Workers transport tyres in New Delhi (Photograph : Prashanth Vishwanathan/Bloomberg News)

How The IL&FS Crisis Took A Toll On Mutual Funds

Fourteen mutual funds saw their debt assets erode by about a tenth in four months since fears of a credit shortage triggered redemptions from debt schemes.

Overall assets declined by Rs 61,000 crore since September for these funds, according to disclosures and data collated by BloombergQuint. Debt contributed nearly 70 percent of the drop for the funds that managed Rs 6.3 lakh crore worth of assets—about half the fixed income and debt investments of the industry as of January-end.

Defaults by IL&FS group led to a credit crunch, especially for non-bank lenders and triggered fears of a contagion. The credit crisis led to many investors withdrawing their money from debt schemes, especially liquid schemes, said Dhirendra Kumar, founder and chief executive officer at Value Research. “Investors also withdrew after losses in a few schemes which had debt exposure to some of the securities. There was flight to safety to some of the prominent mutual funds.”

DHFL Pramerica was the worst hit as its debt and equity assets dropped 57.3 percent during the period. Others whose assets declined include Indiabulls Mutual Fund, Edelweiss Mutual Fund, Invesco Mutual Fund and DSP Mutual Fund.

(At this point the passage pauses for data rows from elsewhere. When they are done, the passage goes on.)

PR #1309, opened 2021-08-17
BUG: Subscriptions are not disposed / disconnected correctly

Enderedne:
### Drop problematic subscription mechanism
**Reasoning**: A subscription created with gql in apollo opens a socket, BUT when the subscription is disposed the socket is not terminated. This leads to open sessions even though no one is listening. On re-subscribing the existing session along with the new one will push updates to the same PubSub instance creating duplicate messages. 

- subscribe to all matrix events from the start
- use the PubSub implementation as the sole subscription control method

### Additional context

Automatically mark messages as read, because the functionality is not exposed to the client. Once notifications are in place this needs to be revisited. Marked with a TODO.

Add any other context

### Governance 

- [ ] Documentation is added


valentinyanakiev (approved):
:+1:

PR #1311, opened 2021-08-17
Added ordering of ecoverses

valentinyanakiev:
- Public ecoverses first
- Then combined number of challenges + opportunities

I am not reading sub-challenges so far.


techsmyth (approved):
Cannot test but code looks good. Can optimize later if needed but doubt this sorting will have a huge overhead near term.

valentinyanakiev:
> Cannot test but code looks good. Can optimize later if needed but doubt this sorting will have a huge overhead near term.

It's actually pretty easy to test via client or:

query
{
  ecoverses
  {
    nameID
  }
}

If you have ecoverses created private / public / different amount of challenges + opportunities, the returned namesIDs will be ordered

PR #1316, opened 2021-08-19
Release 20.08.2021

valentinyanakiev:
- Fixed bug where communication sockets were not disposed
- Fixed bug where organisations searched by tagset threw an exception
- Added ordering of the Ecoverses returned by the `ecoverse` query
- Exposed mailslurper through traefik
- Exposed parent Challenge on Opportunity


Comoque1 (approved):

.build/traefik/http.yml
```diff
@@ -1,9 +1,14 @@
 http:
   services:
-    ipfs-http-adapter:
```
techsmyth, line 3: Is the ipfs adapter still exposed?

techsmyth (approved):
Nice set of updates. Only thing that looked odd is the ipfs http adapter?

.build/traefik/http.yml
valentinyanakiev: It is and it must be exposed in order to make IPFS work with Alkemio Server outside of the docker-compose network.

techsmyth: This PR makes it look like the ipfs adapter is being removed

PR #1322, opened 2021-08-24
added org owner credential with associated mutations

techsmyth:


src/domain/community/organisation/organisation.service.ts
```diff
@@ -378,4 +414,51 @@ export class OrganisationService {
...
+    const organisationID = removeData.organisationID;
+    const organisation = await this.getOrganisationOrFail(organisationID);
+    const agent = await this.userService.getAgent(removeData.userID);
+
+    if (checkAtLeastOneOwner) {
+      const orgOwners = await this.userService.usersWithCredentials({
+        type: AuthorizationCredential.OrganisationOwner,
+        resourceID: organisationID,
+      });
+      if (orgOwners.length < 2)
```
valentinyanakiev: This is a bit of misleading feedback. If the org was not initialized correctly or e.g. somebody runs a script and alters the data, and there are no Organisation owners, you will get feedback that you can't remove the last one, even if there aren't any. I think if orgOwners.length === 0 you need to throw a different exception giving feedback that the org credentials are in an inconsistent state.

valentinyanakiev (changes requested):

src/domain/community/organisation/organisation.service.ts
techsmyth: Fair point, have updated logic check to check if exactly 1 owner. That way orgs that do not yet have an owner are handled as before.

valentinyanakiev (approved):

PR #1327, opened 2021-08-24
Extend membership entities so they can look normalized for the apollo  cache

atstoyanov:
The apollo client's cache stores entites normalized.
In the case of UserMembership our hierarchy structure can't be stored as normalized structure using only the ID as a key.

Lets say we have next two results for two different users:
```json
{
   "membershipUser":{
      "ecoverses":[
         {
            "id":"e02c0498-4116-4ac4-8b5a-aa992c0fc824",
            "challenges":[
               {
                  "id":"76fd5c6e-bf4c-458b-a1a6-6e7e63999b5b"
               },
               {
                  "id":"17bb5476-6cff-41e5-bdb6-cdaab2fbaf2e"
               }
            ]
         }
      ]
   }
}
```

```json
{
   "membershipUser":{
      "ecoverses":[
         {
            "id":"e02c0498-4116-4ac4-8b5a-aa992c0fc824",
            "challenges":[
               {
                  "id":"76fd5c6e-bf4c-458b-a1a6-6e7e63999b5b"
               }
            ]
         }
      ]
   }
}
```
The Ecoverse in both results have same ID so in the cache single Record will be created.
When the first data is stored in the cache the two records for the Ecoverse.Challenges will be stored in the case with respective IDs. After the second data is received the first Ecoverse record will be overwritten with the new challenges, so one challenge is lost. And because same ecoverse is return as result from 2 different queries they will have same results.

The other problem here is that the membershipUser does not have ID and cache can't merge it easily.

### First Solution - implemented

First we need the membershipUser to have ID. Best candidate is the UserId.
Second we need a way to distinguish the ecoverses result (MembershipUserResultEntryEcoverse) between two users. So complex cache key can be used. UserID+EcoverseID. Unfortunately the cache can't use value from the parent to create a complex key, but can work with child object keys. The easiest way was to add the parentID to the Ecoverse result. Now we have a complex key: Id+ parentID.

### Second solution
the result can be normalized.

membershipUser can be flatten to:
```
{
  ecoverses: MembershipResultEntry;
  challenges: MembershipResultEntry;
  opportunities: MembershipResultEntry;
}

```
and MembershipResultEntry will need a `parentId` or `ecoverseId` so we know which entity to which ecoverse  belongs to.

NB! We may have issue with nested challenges and fallowing the parent-child chain.

### DIFF
--- a/src/services/domain/membership/membership.dto.organisation.result.ts
+++ b/src/services/domain/membership/membership.dto.organisation.result.ts
@@ -1,8 +1,14 @@
+import { UUID } from '@domain/common/scalars';
 import { Field, ObjectType } from '@nestjs/graphql';
 import { MembershipResultEntry } from './membership.dto.result.entry';
 
 @ObjectType()
 export class OrganisationMembership {
+  @Field(() => UUID, {
+    nullable: false,
+  })
+  id!: string;
+
   @Field(() => [MembershipResultEntry], {
     description: 'Details of Ecoverses the Organisation is hosting.',
   })
--- a/src/services/domain/membership/membership.dto.user.result.entry.ecoverse.ts
+++ b/src/services/domain/membership/membership.dto.user.result.entry.ecoverse.ts
@@ -8,11 +8,6 @@ export class MembershipUserResultEntryEcoverse extends MembershipResultEntry {
   })
   ecoverseID: string;
 
-  @Field(() => String, {
-    description: 'The Parent User ID',
-  })
-  userID: string;
-
   @Field(() => [MembershipResultEntry], {
     description: 'Details of the Challenges the user is a member of',
   })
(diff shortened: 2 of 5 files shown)


techsmyth (commented):
Nice analysis, clear now what the problem is, and first option at first glance looks the better one.

Seeing this analysis made me think that we are actually doing this fundamentally wrong in the api: we should not be re-using the user or ecoverse ID for the membership result IDs. Each membership result should actually have its own unique ID (potentially derived from the user / ecoverse ID)  and then have specific fields for the id of the entity that each result is for (e.g. userID / ecoverseID).

Thoughts?

techsmyth (approved):
Working nicely for me now; glad this cache issue is clear.

PR #1340, opened 2021-08-30
fixed loading of tags by reloading of ecoverses after sorting

techsmyth:
Ideally would have used a .map implementation but that was not working out easily for me. 

Clearly this puts an extra load for each ecoverse, but this probably needs to be done in all cases where we directly query the db and not use the ORM layer to load.

### DIFF
--- a/src/domain/challenge/ecoverse/ecoverse.service.ts
+++ b/src/domain/challenge/ecoverse/ecoverse.service.ts
@@ -147,14 +147,37 @@ export class EcoverseService {
   }
 
   async getEcoverses(): Promise<IEcoverse[]> {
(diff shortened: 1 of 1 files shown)


atstoyanov (approved):

valentinyanakiev (changes requested):
Same result with less db roundtrips (only one) can be achieved by adding .leftJoinAndSelect(...)

techsmyth:
I know that I could fix it that way by adding a left join and select. However I wanted to ensure that the loading goes through the typeorm layer - so that do *not* return data that is loaded directly via queries.

valentinyanakiev (approved):

PR #1360, opened 2021-09-09
allow RegisteredUsers to have READ access to Organisation members / groups, and also to communities on non-private ecoverse/challenge/opportunites

techsmyth:
The authorization policy does need to be reset on Organizations and on Ecoverses after deploying this update.


valentinyanakiev (commented):
Code looks OK but how is this handled via the API? Creating a new registered user, not a member to any ecoverse / challenge / opp, can't see the relevant data in the application (e.g. community).

valentinyanakiev (approved):

PR #1362, opened 2021-09-10
fix nameID comparision to ignore case differences

techsmyth:
Came across an issue when testing the org admin page update that the nameID comparison was case sensitive, which it should not be.


valentinyanakiev (commented):
For discussion - this is actively changing inputted data from an ecoverse admin / organization admin - e.g. you input Digi-Campus and you end up with digi-campus. I don't believe that is the correct approach - I think if we want only lowercase nameIDs we should validate the createOrganizationDto and also validate the react textbox whether it's lowercase or not and simply only accept lowercase.

valentinyanakiev (approved):

PR #1381, opened 2021-09-15
add support for OpportunityAdmin credential

techsmyth:
New credential: OpportunityAdmin
New mutations: Assing/Remove OpportunityAdmin


src/domain/collaboration/opportunity/opportunity.resolver.mutations.ts
```diff
@@ -169,4 +172,46 @@ export class OpportunityResolverMutations {
...
+  @UseGuards(GraphqlGuard)
+  @Mutation(() => IUser, {
+    description: 'Assigns a User as an Opportunity Admin.',
+  })
+  @Profiling.api
+  async assignUserAsOpportunityAdmin(
+    @CurrentUser() agentInfo: AgentInfo,
+    @Args('membershipData') membershipData: AssignOpportunityAdminInput
+  ): Promise<IUser> {
+    const opportunity = await this.opportunityService.getOpportunityOrFail(
```
valentinyanakiev, line 185: I know this is done consistently everywhere, but it's all copy-pasted (but one line). My suggestion is to move most of this logic in the xxxService (in this case opportunityService) and have the common logic in a method.

valentinyanakiev (commented):
I feel the amount of boilerplate copy-paste code in the API is getting out of hands and needs to be dealt with - we have too many unnecessary code paths and copy-pasting is error prone. To be discussed.

valentinyanakiev (approved):

PR #1385, opened 2021-09-16
updating of authorization policy applies the auth policy throughout the tree, not a separate path

techsmyth:
Previously there was a separate update path for authorization policy updates. This is removed: all authorization changes go through the same path now. 

Note: requires reseting the auth policy on ecoverse, or just toggling the auth policy via the admin screen on each ecoverse.


valentinyanakiev (approved):
I thoroughly enjoy this kind of change. Keep it up :+1:

PR #1407, opened 2021-09-24
Applications enhancements; flag for final state on Lifecycle; dev updates

valentinyanakiev:
API
- Extended Lifecycle entity to have a flag for whether it is finalized
- Standardized enumeration usage: Renamed AuthorizationCredential enum values to be XXX_YYY

Bug fixes
- creating applications now takes into account if a previous application is finalized
- creating applications now checks if a user is already a member of the community
- removed subscription event around avatar uploaded which was not used
- parentCommunity is now set properly for communities on newly created challenges

Developer setup
- Added Synapse Admin to quickstart-services
- Updated networking diagram


techsmyth (approved):
Nice set of updates

PR #5977, opened 2026-04-17
fix: resolve UQ_actor_nameID_user collision blocking OIDC registration

hero101:
## Problem

OIDC registration (LinkedIn / Microsoft) sometimes failed with `500 /webhooks/kratos/post-login — giving up after 3 attempts`. Root cause: `UserService.createUser` generated a nameID from a reservation list that only read the `User` entity, but the unique index `UQ_actor_nameID_user` lives on `actor.nameID WHERE type='user'`. An orphan `actor` row (type=user with no matching user row) was invisible to the generator, so every retry picked the same colliding slug and the CTI insert failed deterministically — 3 kratos retries, all 500, flow dies.

## Fix

- `naming.service.ts` — `getReservedNameIDsInUsers` now queries `Actor` with `type='user'`, aligning reservation reads with the actual unique index. Orphans and any concurrently-inserting rows are visible.
- `user.service.ts` — `createUser` wraps the transaction in a bounded retry (max 3) that regenerates the nameID on `UQ_actor_nameID_user` violation. Only applies when the server generated the nameID; explicit caller-supplied nameIDs still surface the collision.
- Tests added for both paths: orphan inclusion in reservation query, retry on generated nameID, no retry on explicit nameID, no retry on unrelated unique violations.

## Test plan
- [x] `pnpm test src/services/infrastructure/naming/naming.service.spec.ts src/domain/community/user/user.service.spec.ts` — 79/79 pass
- [x] `tsc --noEmit` — clean
- [ ] Smoke: register via LinkedIn on dev after rollout; verify `alkemio-server` log `Identity resolve: created user …` and no `UQ_actor_nameID_user` errors

## Summary by CodeRabbit

* **Bug Fixes**
  * Improved user creation reliability by implementing automatic retry logic for nameID collisions. When a system-generated nameID conflicts with existing records, the service regenerates a new nameID and retries the creation process. Explicitly provided nameIDs remain unaffected and will fail on collision as expected.

### DIFF
--- a/src/domain/community/user/user.service.spec.ts
+++ b/src/domain/community/user/user.service.spec.ts
@@ -15,10 +15,12 @@ import { ConfigService } from '@nestjs/config';
 import { Test, TestingModule } from '@nestjs/testing';
 import { getRepositoryToken } from '@nestjs/typeorm';
 import { KratosService } from '@services/infrastructure/kratos/kratos.service';
+import { NamingService } from '@services/infrastructure/naming/naming.service';
 import { MockCacheManager } from '@test/mocks/cache-manager.mock';
 import { MockWinstonProvider } from '@test/mocks/winston.provider.mock';
 import { defaultMockerFactory } from '@test/utils/default.mocker.factory';
 import { repositoryProviderMockFactory } from '@test/utils/repository.provider.mock.factory';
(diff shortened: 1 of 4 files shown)


antst (approved):
LGTM

PR #6000, opened 2026-04-24
Handle file-service-go dedup reuse: release pre-created auth/tagset

antst:
## Summary

file-service-go v0.0.10 adds row-level content dedup: `POST /internal/file` returns the existing `file` row when content + storage bucket match (`reused: true` in the body). Caller-supplied `authorizationId` / `tagsetId` are ignored on reuse — the existing row keeps its own. Without this change, the server would leak the rows it pre-creates before each Go call.

This PR wires the server adapter into the new contract.

### Fixes

- **test-suites regression "upload same file twice"** — two uploads of the same file into the same bucket now return the same document URI (sequential dedup in Go). Test passes without any change on our side beyond bumping the image.
- **Pre-created metadata leak** — when Go returns \`reused: true\`, the server now releases the just-saved \`authorization_policy\` and \`tagset\` rows.
- **Reused-document corruption risk (latent)** — the existing catch branch in \`uploadFileAsDocumentFromBuffer\` used to \`fileServiceAdapter.deleteDocument(result.id)\` on any post-Go failure. If \`result.reused\` was true and reload failed, that would delete another caller's live document. Now the Go-side delete only fires when \`!result.reused\`.

## Changes

- \`CreateDocumentResult\` DTO: add optional \`reused?: boolean\`. Missing is treated as \`false\` (forward-compat with pre-v0.0.10 Go versions).
- \`StorageBucketService.uploadFileAsDocumentFromBuffer\`:
  - After reload, if \`result.reused\` is true, \`tryRollback\`-delete the saved auth + tagset.
  - Catch branch: skip Go-side \`deleteDocument\` when \`result.reused\` is true.
- \`quickstart-services.yml\`: bump \`alkemio/file-service-go\` v0.0.9 → v0.0.10.

## Paired work

- **file-service-go PR #11**: https://github.com/alkem-io/file-service-go/pull/11 — introduces the dedup + \`reused\` signal + HTTP 201 always. Merges and publishes as v0.0.10 before this server PR.

## Not in this PR (intentional)

Unique index on \`file(externalID, storageBucketId)\` is **not** added. Pre-migration prod duplicates can't be merged safely without rewriting URL references across user content (markdown, whiteboard JSON, reference URIs, etc.). The sequential dedup path handles the common case; concurrent races remain theoretically possible but rare. We'll revisit once duplicates have drained naturally.

## Test plan

- [x] 3 new unit tests in \`storage.bucket.service.spec.ts\` covering reused=true (cleanup), reused=false (no cleanup), and reused=true + post-upload failure (catch must not delete the reused doc).
- [x] Full test suite: 6373 passed.
- [ ] Manual: on dev cluster with file-service-go v0.0.10 running, upload the same file twice and confirm identical URIs + no leaked auth/tagset rows.

## Summary by CodeRabbit

* **New Features**
  * Upload results now indicate when an uploaded file was reused (deduplicated).

* **Bug Fixes**
  * Prevents accidental deletion of shared/deduplicated files during rollbacks.
  * Ensures temporary authorization and tag metadata are cleaned up when uploads are reused.

* **Tests**
  * Added unit tests covering deduplication outcomes and cleanup behaviors.

* **Chores**
  * Updated file service image to v0.0.10.

### DIFF
--- a/quickstart-services.yml
+++ b/quickstart-services.yml
@@ -499,7 +499,7 @@ services:
       - 'host.docker.internal:host-gateway'
     container_name: alkemio_dev_file_service
     hostname: file-service
-    image: alkemio/file-service-go:v0.0.9
+    image: alkemio/file-service-go:v0.0.10
     depends_on:
       postgres:
         condition: service_healthy
--- a/src/domain/storage/storage-bucket/storage.bucket.service.spec.ts
+++ b/src/domain/storage/storage-bucket/storage.bucket.service.spec.ts
@@ -533,6 +533,42 @@ describe('StorageBucketService', () => {
       expect(fileServiceAdapter.deleteDocument).not.toHaveBeenCalled();
     });
 
+    it('treats omitted reused as false (backward-compat with pre-v0.0.10 Go)', async () => {
+      // Older file-service-go versions don't emit the `reused` field. Missing
+      // must behave the same as `reused: false` — don't release pre-created
+      // auth/tagset. Pins the forward-compat contract documented on the DTO.
+      const bucket = mockStorageBucket({ id: 'bucket-legacy' });
+      const buffer = Buffer.alloc(10);
+      const freshDoc = mockDocument({ id: 'doc-legacy' });
+
+      (storageBucketRepository.findOneOrFail as Mock).mockResolvedValue(bucket);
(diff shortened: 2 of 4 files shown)


antst:
@coderabbit review

hero101 (approved):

“Because of the IL&FS crisis and resultant credit crunch we saw a lot of institutional clients taking flight to safety and reinvesting in liquid schemes of top three to five mutual funds like HDFC MF and ICICI Pru MF,” Dhawal Dalal, chief investment office-debt at Edelweiss Mutual Fund, told BloombergQuint. “Small and medium funds were impacted.”

Edelweiss didn’t have much exposure to some of the names that emerged during the crisis, according to Dalal. Moreover the surplus liquidity with many corporates dried up and they have turned net borrowers, he said. “We haven’t seen much pace picking up in the first two weeks of February.”

DHFL Pramerica lost 61.8 percent of its debt assets since September, followed by Edelweiss, Indiabulls, Invesco and DSP Mutual Fund.

Liquid schemes, used by companies to park short-term cash, saw the biggest contraction in assets.

Only five of the 10 biggest mutual funds that managed investments worth 20.25 lakh crore—87 percent of the industry—as of January 2019 saw assets grow since September.